Each line from the one containing "kevin-alpine: I see" through the last line of the data below is to be written out verbatim, and nothing more.

====== EXTRACTED MATERIAL ======

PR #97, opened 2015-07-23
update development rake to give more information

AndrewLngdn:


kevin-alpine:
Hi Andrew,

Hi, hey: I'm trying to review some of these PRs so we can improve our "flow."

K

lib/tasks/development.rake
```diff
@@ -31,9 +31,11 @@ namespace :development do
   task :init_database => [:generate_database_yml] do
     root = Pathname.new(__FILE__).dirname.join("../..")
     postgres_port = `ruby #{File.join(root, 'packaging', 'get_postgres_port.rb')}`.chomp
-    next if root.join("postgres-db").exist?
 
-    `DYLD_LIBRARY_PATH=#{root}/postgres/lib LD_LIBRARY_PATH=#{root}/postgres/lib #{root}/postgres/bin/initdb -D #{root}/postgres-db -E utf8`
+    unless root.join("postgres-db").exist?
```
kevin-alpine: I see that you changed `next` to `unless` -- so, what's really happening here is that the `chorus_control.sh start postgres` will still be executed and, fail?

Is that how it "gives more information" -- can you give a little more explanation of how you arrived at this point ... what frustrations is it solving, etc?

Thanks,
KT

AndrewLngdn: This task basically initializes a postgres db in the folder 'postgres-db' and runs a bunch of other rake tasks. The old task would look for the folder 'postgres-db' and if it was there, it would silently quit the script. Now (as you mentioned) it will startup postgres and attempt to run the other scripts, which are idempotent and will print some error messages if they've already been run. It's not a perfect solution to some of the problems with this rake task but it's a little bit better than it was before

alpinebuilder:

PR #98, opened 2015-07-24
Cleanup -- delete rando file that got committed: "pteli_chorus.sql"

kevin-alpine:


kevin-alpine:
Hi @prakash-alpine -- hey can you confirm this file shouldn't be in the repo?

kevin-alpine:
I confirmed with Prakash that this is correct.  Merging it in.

======

▸ OUTPUT:
kevin-alpine: I see that you changed `next` to `unless` -- so, what's really happening here is that the `chorus_control.sh start postgres` will still be executed and, fail?

Is that how it "gives more information" -- can you give a little more explanation of how you arrived at this point ... what frustrations is it solving, etc?

Thanks,
KT

AndrewLngdn: This task basically initializes a postgres db in the folder 'postgres-db' and runs a bunch of other rake tasks. The old task would look for the folder 'postgres-db' and if it was there, it would silently quit the script. Now (as you mentioned) it will startup postgres and attempt to run the other scripts, which are idempotent and will print some error messages if they've already been run. It's not a perfect solution to some of the problems with this rake task but it's a little bit better than it was before

alpinebuilder:

PR #98, opened 2015-07-24
Cleanup -- delete rando file that got committed: "pteli_chorus.sql"

kevin-alpine:


kevin-alpine:
Hi @prakash-alpine -- hey can you confirm this file shouldn't be in the repo?

kevin-alpine:
I confirmed with Prakash that this is correct.  Merging it in.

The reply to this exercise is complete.